**Problem statement**
Every line of the data below is to be written out again exactly.

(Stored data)

□ □ □ □

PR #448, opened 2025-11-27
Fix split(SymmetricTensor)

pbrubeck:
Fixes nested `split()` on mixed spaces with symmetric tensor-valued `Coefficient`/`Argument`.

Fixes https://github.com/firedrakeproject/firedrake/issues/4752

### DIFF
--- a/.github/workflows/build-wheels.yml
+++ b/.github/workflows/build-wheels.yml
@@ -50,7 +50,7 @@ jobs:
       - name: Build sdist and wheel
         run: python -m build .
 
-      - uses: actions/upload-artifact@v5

□ □ □ □

**Solution**
PR #448, opened 2025-11-27
Fix split(SymmetricTensor)

pbrubeck:
Fixes nested `split()` on mixed spaces with symmetric tensor-valued `Coefficient`/`Argument`.

Fixes https://github.com/firedrakeproject/firedrake/issues/4752

### DIFF
--- a/.github/workflows/build-wheels.yml
+++ b/.github/workflows/build-wheels.yml
@@ -50,7 +50,7 @@ jobs:
       - name: Build sdist and wheel
         run: python -m build .
 
-      - uses: actions/upload-artifact@v5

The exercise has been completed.